Fatigue Behaviour of High-Velocity Oxy-Fuel (HVOF) Coated Steel by Finite Element Analysis

Abstract

High-velocity oxy-fuel (HVOF) spraying is extensively used in a range of industries. This is because it can reduce component wear, erosion, and corrosion. If mechanical qualities and fatigue behaviour are considered, the impact of the HVOF thermal spraying coating on the components can be contested. The major goals of this work are to investigate the fatigue properties of carbon steel coated with tungsten carbide-nickel and to use finite element analysis to investigate the fracture process of carbon steel coated with tungsten carbide-nickel. The fatigue test for these studies was conducted in ANSYS Workbench software, where the mean theory is set as Goodman theory. Specimens are modelled in SolidWorks software in a dog-bone shape. The fatigue test simulations are run with the 9 kN, 10.5 kN, 12 kN and 13.5 kN forces applied to one of the specimens' ends and fixed support applied to the other. Based on the result, the coated specimens can sustain longer compared to uncoated specimens, and the higher forces will reduce the lifespan of the specimen.

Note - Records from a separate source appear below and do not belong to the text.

PR #330, opened 2026-08-18
feat(protect): backup, restore, and the tenant overlay on Jamf-managed analytics

neilmartin83:
## Summary

Adds `protect backup` and `protect restore`, plus `protect analytics overrides` — and fixes seven export/apply bugs found by actually cloning one tenant into another.

> [!IMPORTANT]
> **Breaking output change.** `groups`, `users`, `api-clients` and `exception-sets` now export cross-resource references as **names** rather than server IDs. Anything that *parses* those four commands' output needs updating — see [Output shape changes](#output-shape-changes). Input stays backwards compatible in both directions; only the emitted shape moved.

Jamf Pro has had `backup` and `diff` for a while. Protect had neither, and no product in this repo had a restore, so cloning or rebuilding a Protect tenant meant a hand-rolled shell loop over fifteen `export` commands in the right order.

## What's new

**`protect analytics overrides`** (list/get/set/clear/export/apply). Jamf publishes analytics centrally — a stock tenant returns ~156, all `jamf: true`, and the server refuses `updateAnalytic` on any of them:

```
This mutation may only be used for custom analytics.
```

What a tenant *can* change is an overlay: the severity it reports at and the actions it triggers, written by a separate `updateInternalAnalytic` mutation. The SDK has exposed it since v0.8.0; nothing in the CLI called it. Since the definitions are identical in every tenant, that overlay is the **only** part of a Jamf-managed analytic worth capturing — and it was the part being dropped.

**`protect backup` / `protect restore`.** Backup writes each object to its own file under a per-resource directory. Restore walks it in dependency order — members before the sets naming them, sets before the plans binding them, roles before groups before users — resolving every reference by name against the target as it goes. Existing objects are updated, absent ones created; nothing is ever deleted. Both take `--resources` (allowlist) and `--exclude` (denylist), which compose; restore adds `--dry-run` and `--include-defaults`.

The `Order` field in `protectResources()` is the correctness argument, so a test asserts the dependency chain rather than the numbers, and every resource must either be restorable or carry a reason it is not.

Deliberately not replayed, each reported at runtime: Jamf-managed content, tenant defaults (built-in roles, `Default` group, `Default Analytic Set`), API clients (the server issues a new secret on create), data forwarding (its response is not its update shape and embeds a tenant-specific IAM ExternalId), and identity provider connections (no create API).

## Bugs fixed

| Bug | Cause |
|---|---|
[...]

PR #336, opened 2026-08-20
fix(pro): diff mis-keyed every compliance benchmark

ktn-jamf:
## Problem

`backup` writes a compliance benchmark's name in the `title` field, and it names the file `SlugifyName(title)`. Live mode keys the benchmark on `bm.Title`.

The root scan of the backup directory passed no name field, so `backupObjectName` found neither `name`, `displayName` nor `general.name`. It fell back to the filename stem. A disk key of `cis-level-1` then faced a live key of `CIS Level 1`.

Result: `jamf-cli pro diff --source ./backup --target production` reported every compliance benchmark as both **removed** and **added**, on every run.

This is the same class of defect as the `groupName` mis-keying in #332. That fix made the curated resources read their declared `BackupEndpoint.NameField`. Compliance benchmarks are an SDK-backed Platform resource that `backup` writes straight to the backup root, so they are not in the `BackupResources` table and the root scan had no name field to consult.

## Fix

`platformNameFields` declares the name field for the resources that `backup` writes to the backup root:

```go
var platformNameFields = map[string]string{
    "compliance-benchmarks": "title",
}
```

The root scan passes `platformNameFields[name]` where it passed `""`. A directory with no entry gets `""`, which is the current behaviour.

Blueprints need no entry. `blueprintToExport` emits a `name` field, which `backupObjectName` already finds. Blueprints were never affected.

## Scope

A diff between two directories is not affected. Both sides read through the same loader, so both used the stem and the keys agreed.

Only a directory-against-instance diff was wrong.

## Tests

Two tests, both confirmed to fail before the fix:

- `TestLoadSnapshotFromDirectory_ComplianceBenchmarkKeyedOnTitle` — asserts the benchmark is keyed `CIS Level 1`, and asserts the stem `cis-level-1` is **not** a key.
- `TestLoadSnapshotFromDirectory_EveryPlatformNameFieldIsHonoured` — the `platformNameFields` analogue of `TestLoadSnapshotFromDirectory_EveryCuratedNameFieldIsHonoured`. A Platform resource added later with a new name field fails here, not in a diff against a live tenant. The test fails if the table is emptied, so it cannot pass by asserting nothing.

Verified by mutation:

| Mutation | Result |
|---|---|
| Revert the root-scan wiring to `""` | Both tests fail |
| Delete the `compliance-benchmarks` entry | Both tests fail |

`go test ./...` passes. `go vet`, `gofmt`, `gofumpt` clean. `golangci-lint run ./internal/commands/` reports 0 issues.

## Found by

Round-2 review of #332 ([review](https://github.com/Jamf-Concepts/jamf-cli/pull/332#pullrequestreview-4984316829)), where it was held as non-blocking because it pre-dates that PR and sits outside the `NameField` mechanism.


neilmartin83 (commented):
> [!WARNING]
> ⚠️ **Needs changes** — Declares `compliance-benchmarks`' name field (`title`) for the backup-root scan, so a directory-vs-instance diff keys benchmarks the way live mode does.
> The keying half is right and well-tested. Blocking: (1) — the two sides still disagree on the *field set*, so the same diff now reports every benchmark `modified` instead of removed+added. Two nice-to-haves in the collapsed section.

## Rating: 3/5
- Would be a 5 with the benchmark projection shared between `backupBenchmarks` and the diff live loader, per (1).
- Coverage: `test-quality-reviewer`, `devil-advocate`, `silent-failure-hunter` and `usability-reviewer` have never run on this PR — the rating reflects the dimensions that were searched, not the whole diff.

### Findings

🟧 **(1)** (correctness, c=75) — `internal/commands/pro_diff.go:466-476`: benchmark objects still don't match field-for-field, so the diff remains permanently dirty

`backupBenchmarks` writes seven fields (`pro_backup.go:829-841`): the five the live loader builds, plus `rules` unconditionally, plus `sources` / `selectedOsVersions` when non-empty. The live loader builds only five. `diffObjects` (`pro_diff.go:589`) unions both key sets and flags any key present on one side, so once this PR makes the keys agree, every benchmark carrying rules lands as `modified` on field `rules` — the same "never reports clean" outcome the PR set out to remove, one change-kind over. Blueprints avoid this because both sides call one `blueprintToExport`; benchmarks have two independent projections. The asymmetry pre-dates this PR, but it is on the path the PR claims to fix, and the fix is what surfaces it.

**Failure scenario:** back up a tenant holding `CIS Level 1` with rules selected, then `pro diff --source ./backup --target production` → row `compliance-benchmarks | CIS Level 1 | modified | rules`, `old=[…] new=<nil>`, on every run with no drift on either side. Reachable from the PR as shipped.

**Suggested fix:** extract the projection `backupBenchmarks` already builds into one function beside `blueprintToExport` and call it from both sides, so a field can't be added to one projection only:

```diff
+// benchmarkToExport is the one projection of a benchmark both backup and diff
+// read, for the same reason blueprintToExport is shared: two projections drift
+// and a directory-vs-instance diff reports every benchmark modified.
+func benchmarkToExport(bm *compliancebenchmarks.BenchmarkResponseV2) map[string]any {
+	obj := map[string]any{
+		"title": bm.Title, "description": bm.Description,
+		"baselineId": bm.BaselineID, "enforcementMode": bm.EnforcementMode,
+		"target": bm.Target, "rules": bm.Rules,
+	}
+	if len(bm.Sources) > 0 { obj["sources"] = bm.Sources }
+	if len(bm.SelectedOsVersions) > 0 { obj["selectedOsVersions"] = bm.SelectedOsVersions }
+	return obj
+}
```

then in the diff live loader:

```diff
-				obj := map[string]any{
-					"title":           bm.Title,
-					"description":     bm.Description,
-					"baselineId":      bm.BaselineID,
-					"enforcementMode": bm.EnforcementMode,
-					"target":          bm.Target,
-				}
-				objects[bm.Title] = normaliseViaJSON(obj)
+				objects[bm.Title] = normaliseViaJSON(benchmarkToExport(bm))
```

**Fixed when:** both loaders derive a benchmark's object from one function, and a test asserts the disk-side and live-side objects for one benchmark have identical key sets — so `diffObjects` returns no field diffs for an unchanged benchmark. If keeping `rules` out of the diff is deliberate (it is bulky), drop it on *both* sides rather than one.

<details>

🟩 **(2)** (test-coverage, c=100) — `internal/commands/pro_diff_test.go:1157`: the guard test can't fail for the reason its comment claims

`TestLoadSnapshotFromDirectory_EveryPlatformNameFieldIsHonoured` derives the directory name from the same map key it validates, so a key that matches no directory `backup` writes — a typo, or a future entry naming the resource differently from `backupX`'s subdir literal — still passes. Its comment says "A platform resource added later with a new name field fails here", but a platform resource added later and *not* added to `platformNameFields` passes. Contrast the curated analogue at line 956, which iterates `ResolveBackupResources(nil)` — the authoritative table — on both axes. Anchor to the authoritative list instead:

```diff
 	for resource, field := range platformNameFields {
+		if !slices.Contains(nonStandardBackupFilters, resource) {
+			t.Errorf("platformNameFields key %q names no backup filter; the root scan will never see this directory", resource)
+		}
 		objName := "named-" + resource
```

Structurally cleaner (and what would make the guard a real analogue): give `nonStandardBackupFilters` (`pro_resources.go:163`) a name field per entry and have the loader read that, so there is one table rather than two lists that must agree.

**Promote to 🟧 when:** a second platform resource is added to `platformNameFields`, at which point the guard is the only thing standing between a mis-keyed entry and a silently dirty diff.

🟩 **(3)** (documentation, c=75) — `docs/solutions/logic-errors/diff-missed-nested-backup-subdirs-2026-08-19.md`: the postmortem this PR extends still describes only the curated mechanism

That doc's `applies_when` names "Changing how `diff` loads a backup directory, or how it keys objects", it explains the root scan and `NameField` in detail (lines 76-125), and #332 shipped its fix together with an update to it. This PR adds a second name-field mechanism and a second guard test, leaving the doc saying the root scan keys directories "by their own name". Add a short section on `platformNameFields` — it is the file CLAUDE.md sends the next agent to grep.

</details>

<details>

- [x] Design and architecture: `platformNameFields` mirrors `BackupEndpoint.NameField` for resources with no table entry; the second-table concern is (2)
- [x] Correctness: traced disk keying (`backupObjectName`, nameField→`name`→`general.name`→`displayName`→stem) against both live projections; keying now agrees, field sets don't — (1). Verified the PR's blueprints claim: `blueprintExport.Name` carries `json:"name"` (`pro_blueprints.go:297,310`), and both blueprint sides share `blueprintToExport`, so blueprints are genuinely unaffected. Verified `compliance-benchmarks` is not a `BackupSubDirs()` key, so it does reach the root scan
- [na] Security: no auth, credential, transport or privilege surface in the diff
- [na] Performance: one map lookup per root directory entry
- [x] Test coverage: both new tests pass on the branch (`go test ./internal/commands/ -run TestLoadSnapshotFromDirectory`); the pinning test would fail pre-fix (empty nameField → stem key). The guard's self-reference is (2). No test covers the disk↔live field-set agreement in (1)
- [x] Reliability: root-scan read failures still fatal, per-file parse failures still warn — unchanged by this diff
- [x] Code quality: comments explain the mechanism and why blueprints need no entry; consistent with the surrounding style
- [na] Simplification: 3 changed production lines
- [na] Frontend concerns: no UI
- [x] Documentation currency: repo convention is a `docs/solutions/` postmortem for this defect class (#332 did exactly that) — (3)
- [na] Cross-repo contracts: `title` is read from `jamfplatform-go-sdk`'s `BenchmarkResponseV2.Title` (v0.16.1 `compliancebenchmarks/types.go:81`, alongside `Rules []RuleInfo` at :74), consumed only inside this repo; no wire key, enum or path is introduced
- [x] Project rules compliance: CLAUDE.md — no generated-code boundary crossed (`internal/commands/pro_diff.go` is hand-written), no credential flags, `docs/solutions/` convention is (3). No `.claude/rules/` directory in the repo
</details>

<details>

Full diff (2 files, +76/−2) at head `0f2b08e`, plus `loadSnapshotFromDirectory` / `readObjectsFromSubdir` / `backupObjectName` / `diffObjects` and the live platform loader in `pro_diff.go`, `backupBlueprints` / `backupBenchmarks` in `pro_backup.go`, `nonStandardBackupFilters` / `BackupSubDirs` in `pro_resources.go`, `blueprintExport` in `pro_blueprints.go`, the curated guard test at `pro_diff_test.go:956`, the #332 postmortem, and the SDK's `BenchmarkResponseV2` (v0.16.1). CI green (`ci` pass).

No specialists dispatched. Two reasons, both properties of the input rather than of what was found: the diff's whole production surface is one map lookup inside one function, and correctness turns entirely on three projections (`backupBenchmarks`, the diff live loader, `backupObjectName`) that were read in full here — a scoped-diff lane would re-read the same three; and this session carries a standing instruction not to spawn subagents unless asked, which also means the §12 confidence pass was self-scored under the orchestrator carve-out (every cited line is quoted above).

Never-run lanes: `test-quality-reviewer`, `devil-advocate`, `silent-failure-hunter`, `usability-reviewer` — eligible on this diff (production logic plus tests changed; a new lookup table; `if err` in the touched hunks; CLI-visible `diff` output) but skipped this round. `security-reviewer`, `performance-reviewer`, `scope-reviewer`, `fidelity-reviewer` — inapplicable: no security or hot-path file, 78 lines in one concern, and no linked spec or ticket (the PR cites a review thread on #332).

Not re-verified: the mutation table in the PR body (both tests fail with the wiring reverted / the entry deleted) was checked by reading rather than by mutating, since the review worktree is read-only.
</details>

<details>

✅ The scope analysis in the PR body is right and load-bearing: directory-vs-directory diffs read both sides through the same loader, so both used the stem and agreed — which is why this bug survived the tests that exist. Stating the unaffected case is what makes the fix reviewable.

✅ Not adding a `blueprints` entry, and saying why in the comment, is the correct call — `blueprintExport` carries `json:"name"`, so an entry would be dead configuration that reads as necessary.
</details>


<sub>🤖 Generated by the `pr-review:review` skill v1.30.0 · reviewed head `0f2b08e`</sub>

ktn-jamf:
Thanks — finding (1) was correct, and it was the more important half. Fixed in `2ace905`.

**(1) field-set disagreement — fixed.** `benchmarkToExport` is now the one projection, called from `backupBenchmarks` and from the `diff` live loader, as you suggested. `rules` stays on both sides rather than being dropped from both: it is part of what a benchmark *is*, so a backup without it could not restore one.

**(2) guard test — fixed structurally rather than with a `slices.Contains` check.** `platformNameFields` is gone. `nonStandardBackupFilters` now carries a `NameField` per entry and the root scan reads it through `nonStandardBackupNameField`, so there is one table instead of two lists that must agree. `TestLoadSnapshotFromDirectory_EveryNonStandardNameFieldIsHonoured` iterates that table on both axes.

**(3) postmortem — updated.** New section on the non-standard name field and on why keying and field set are two halves of one requirement, plus the new guards and a new `applies_when` entry.

**One thing I could not pin, stated plainly.** I mutation-tested the three fixes. Two are caught:

| Mutation | Result |
|---|---|
| Drop `NameField: "title"` from the table | 2 tests fail |
| Rename a table entry to a directory no backup writes | 2 tests fail |
| **Revert the live loader to its old 5-field projection** | **suite stays green** |

The parity test calls `benchmarkToExport` for both sides, so it proves the projection is single and correct but cannot reach the live loader's call site — that path needs a Platform SDK client. Re-inlining a literal projection there would not fail a test. I recorded this limit in the postmortem rather than leaving it implied. If you want it genuinely pinned, the seam would be extracting the list-and-project loop behind an interface, which is a larger change than this PR should carry.

`go test ./...`, `go vet`, `gofmt`, `gofumpt` clean; `golangci-lint run ./internal/commands/` 0 issues.

_🤖 Addressed by [Claude Code](https://claude.com/claude-code)_

neilmartin83 (approved):
> [!TIP]
> ✅ **Merge-ready** — Shares one benchmark projection between `backup` and `diff`, and folds the name field into `nonStandardBackupFilters` so there is one table rather than two lists that must agree.
> The blocking finding (1) is genuinely fixed: both sides now run the same `List` → `Get` → `benchmarkToExport` path, and a parity test asserts an unchanged benchmark produces no field diffs. Two nice-to-haves in the collapsed section, neither holding the merge.

## Rating: 5/5
- Clean — the 2 nice-to-have suggestions below are optional. Both are about what the *guard* can prove, not about whether the fix is right.
- Coverage: `test-quality-reviewer`, `devil-advocate`, `silent-failure-hunter` and `usability-reviewer` have never run on this PR — the rating reflects the dimensions that were searched, not the whole diff.

## Prior findings status

| (1) `c=75` | `pro_diff.go:466-476` | ✅ Fixed | `benchmarkToExport` (`pro_compliance_benchmarks.go:301`) is now the single projection, called from `backupBenchmarks` (`pro_backup.go:828`) and the diff live loader (`pro_diff.go:459`). Both reach it via the same `ListBenchmarks` → `GetBenchmark` path, so `rules` cannot be populated on one side only. `TestBenchmarkToExport_DiskAndLiveAgreeFieldForField` pins it through `diffObjects` |
| (2) `c=100` | `pro_diff_test.go:1157` | ⚠️ Partial | The cross-list drift is structurally gone — better than the `slices.Contains` check suggested — but the guard still derives the name field from the entry it validates, and its comment still claims a coverage it doesn't have. Carried forward as (1) below |
| (3) `c=75` | `docs/solutions/logic-errors/diff-missed-nested-backup-subdirs-2026-08-19.md` | ✅ Fixed | New "non-standard resources have their own name field" section, the keying-and-field-set framing, a new `applies_when` entry, and the new guards — including an honest note of what the parity test cannot reach |

### Findings

<details>

🟩 **(1)** (test-coverage, c=100) — `internal/commands/pro_diff_test.go:1171`: the guard still can't fail for either reason it now claims

Moving the name field into `nonStandardBackupFilters` removed the two-lists-must-agree failure mode, which was the right call. But the test still derives its fixture from the entry under test — `writeBackupFileForTest(filepath.Join(dir, entry.FilterName, ...))` with `field := entry.NameField` defaulting to `"name"` — so:

- **An entry naming a directory no backup writes still passes.** The test creates that directory itself, and the root scan reads any directory it finds. The comment (`:1155`) and the postmortem (`:154`) both claim this case "fails here"; it doesn't. What actually catches a renamed entry is `TestLoadSnapshotFromDirectory_ComplianceBenchmarkKeyedOnTitle`, which hardcodes `compliance-benchmarks` — so the author's mutation table is right about the count and wrong about which test earns it.
- **A future entry added without the `NameField` it needs still passes.** The fixture writes whatever field the entry declares, so `NameField: ""` gets a `name:` file and keys correctly. This is the original (2) unchanged, just relocated.

Closing it needs one assertion the table cannot make about itself — that the declared field is where the *writer* puts the name:

```diff
+	// The declared field is only right if it is where the writer puts the name.
+	// Nothing else in the suite couples the table to the projection.
+	nameField := nonStandardBackupNameField("compliance-benchmarks")
+	if got := benchmarkToExport(&compliancebenchmarks.BenchmarkResponseV2{Title: "x"}); got[nameField] != "x" {
+		t.Errorf("compliance-benchmarks declares NameField %q, but benchmarkToExport keys the name elsewhere: %v", nameField, got)
+	}
```

**Fixed when:** either the assertion above exists, or the two comments are corrected to claim only what the test proves. Correcting the comments is the cheaper half and worth doing regardless — the postmortem is the file CLAUDE.md sends the next agent to grep, so an overclaim there is load-bearing.

🟩 **(2)** (code-quality, c=100) — `internal/commands/pro_compliance_benchmarks.go:288`: `benchmarkToPortable`'s doc comment now documents `benchmarkToExport`

The new function landed between `benchmarkToPortable`'s comment block and its `func` line, with no blank line separating them. Lines 288-300 are now one comment run attached to `benchmarkToExport`, so `go doc` / IDE hover opens its documentation with *"benchmarkToPortable converts a benchmark API response to the portable export format"* — directly contradicting the next paragraph of the same block, which exists to say this is the snapshot shape and **not** the portable one. `benchmarkToPortable` (`:319`) is left with no doc comment at all.

```diff
-// benchmarkToPortable converts a benchmark API response to the portable export format.
-// Device group IDs are replaced with name+type for cross-instance portability.
-// Rules are converted from the detailed info format to the request format.
 // benchmarkToExport is the one projection of a benchmark that both `pro backup`
@@
 func benchmarkToExport(bm *compliancebenchmarks.BenchmarkResponseV2) map[string]any {
@@
 }
 
+// benchmarkToPortable converts a benchmark API response to the portable export format.
+// Device group IDs are replaced with name+type for cross-instance portability.
+// Rules are converted from the detailed info format to the request format.
 func benchmarkToPortable(bm *compliancebenchmarks.BenchmarkResponseV2, groupByID map[string]devicegroups.DeviceGroupListReadRepresentationV1) *benchmarkPortableInput {
```

**Fixed when:** each function's doc comment sits directly above it. `gofmt` and `golangci-lint` both pass on the current arrangement, so nothing in CI will catch this.

</details>

<details>

- [x] Design and architecture: one table (`nonStandardBackupFilter` struct) replaces the parallel-lists design (2) objected to; one projection replaces two, matching the `blueprintToExport` precedent. All four call sites of `nonStandardBackupFilters` converted to the struct field (`isKnownBackupFilter:151`, `BackupFilterNames:208`, `nonStandardBackupNameField:189`, the test) — none left iterating strings
- [x] Correctness: traced both benchmark paths to confirm the field sets can no longer diverge — `backupBenchmarks` and the diff live loader both do `ListBenchmarks` → `GetBenchmark(b.ID)` → `benchmarkToExport(bm)`, so `rules`/`sources`/`selectedOsVersions` are populated identically. Confirmed `normalizeViaJSON` (`pro_backup.go:640`) and `normaliseViaJSON` (`pro_diff.go:325`) are functionally identical marshal/unmarshal round-trips, so the disk write and the live read do not diverge on types. Confirmed `_meta` is stripped on read (`pro_diff.go:281`), so the field `backup` adds is not diffed. `nil` `Rules` round-trips to `nil` through both YAML and JSON, so an empty benchmark is also clean. Root-scan lookup returns `""` for every curated directory, so the new argument is a no-op outside the three non-standard resources
- [na] Security: no auth, credential, transport or privilege surface in the diff
- [na] Performance: one linear scan of a 3-entry slice per root directory entry
- [x] Test coverage: `go test ./internal/commands/ -run 'TestLoadSnapshotFromDirectory|TestBenchmarkToExport|TestBackupFilterNames|TestApplyProGroups'` passes on the branch. The new parity test asserts both the field-set agreement *and* that `tenantId`/`benchmarkId`/`lastUpdatedAt` stay out of the snapshot, which is more than (1) asked for. Residual guard weakness is finding (1); the author's disclosed gap (a re-inlined literal in the live loader is not caught) is accepted — see Scope
- [x] Reliability: unchanged — root read failures still fatal, per-file parse failures still warn
- [x] Code quality: the comments carry the *why* on both the struct field and the table; finding (2) is a mechanical placement slip, not a style disagreement. `gofmt` clean, `go vet` clean, CI `ci` pass
- [na] Simplification: the change is a net reduction in duplicated projections
- [na] Frontend concerns: no UI
- [x] Documentation currency: postmortem extended with the new mechanism, the keying-vs-field-set framing, and the new guards. One overclaimed sentence is folded into finding (1). CLAUDE.md needs no edit — `pro_resources.go` is already its listed entry point for backup resources
- [na] Cross-repo contracts: `Title`/`Rules`/`Sources`/`SelectedOsVersions` are read from `jamfplatform-go-sdk`'s `BenchmarkResponseV2` and consumed only inside this repo; no wire key, path or enum introduced or renamed
- [x] Project rules compliance: CLAUDE.md — no generated-code boundary crossed (all four files hand-written), no credential flags, `docs/solutions/` convention honoured. No `.claude/rules/` directory in the repo

</details>

<details>

Incremental diff since baseline `0f2b08e` is one fix commit, `2ace905`, plus a merge of `main` bringing in #330. The merge contributes nothing to this PR's own diff — `origin/main...HEAD` is still the same 6 files, +243/−37 — so review scope is `2ace905` and the whole-PR production surface it lands in: `benchmarkToExport`, `backupBenchmarks`, the diff live loader, `loadSnapshotFromDirectory` / `readObjectsFromSubdir` / `backupObjectName`, `nonStandardBackupFilters` and its four call sites, the three new tests, and the postmortem. CI green.

**Accepted gap, disclosed by the author.** `TestBenchmarkToExport_DiskAndLiveAgreeFieldForField` calls `benchmarkToExport` for both sides, so re-inlining a literal projection at `pro_diff.go:459` would not fail a test. Verified: nothing else in the suite reaches that call site, because it needs a Platform SDK client. Accepted rather than raised — pinning it means extracting the list-and-project loop behind an interface, which is a larger change than this PR should carry, and the limit is recorded in the postmortem rather than left implied.

**Not re-verified by mutation.** The author's mutation table was checked by reading the test bodies against the table, not by running mutations — the review worktree is read-only. That reading is what produced finding (1): the row "rename a table entry to a directory no backup writes → 2 tests fail" is correct on the count, but the two tests that fail are the benchmark-specific ones, not the table guard.

No specialists dispatched. Two properties of the input: the whole production surface is one shared function plus one struct-field lookup, and correctness turns on three projections read in full here, so a scoped-diff lane would re-read the same three. This session also carries a standing instruction not to spawn subagents unless asked — which likewise means the §12 confidence pass was self-scored under the orchestrator carve-out, with every cited line quoted above.

Never-run lanes: `test-quality-reviewer`, `devil-advocate`, `silent-failure-hunter`, `usability-reviewer` — eligible on this diff (production logic plus three new tests; a new lookup table; warn-and-continue paths in the touched function; CLI-visible `diff` output) but skipped for the reasons above. `security-reviewer`, `performance-reviewer`, `scope-reviewer`, `fidelity-reviewer` — inapplicable: no security or hot-path file, 243 lines in one concern, and no linked spec or ticket (the PR cites a review thread on #332).

</details>

<details>

✅ Fixing (2) structurally instead of taking the suggested `slices.Contains` check is the better call, and worth saying so explicitly: a `slices.Contains` guard would have made two lists agree, where giving `nonStandardBackupFilters` a `NameField` per entry removes the second list entirely. The suggestion was the cheap fix; this is the right one.

✅ Recording the un-pinnable mutation in the postmortem, with the reason it cannot be reached and what the seam would cost, rather than omitting it from the table or over-claiming the guard. A known gap written down is worth more than a green suite that implies there isn't one — and it is what let this round confirm the gap in one read instead of re-deriving it.

✅ Keeping `rules` on both sides rather than dropping it from both, with the reason given ("a backup without it could not restore one"). That is the correct half of the either/or (1) offered — the diff being bulky is a display concern, an unrestorable backup is a data concern.

</details>


<sub>🤖 Generated by the `pr-review:review` skill v1.30.0 · reviewed head `9e06e2d`</sub>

The results also show that uncoated specimens receive more damage at maximum compared to coated specimens, and the higher forces will make the damage received by the specimen higher. For fatigue strength, the uncoated specimens have higher stress compared to coated specimens, and the higher forces will make the fatigue strength of the specimen higher. The result for the fracture shows that uncoated steel has the largest smooth region compared to coated steel.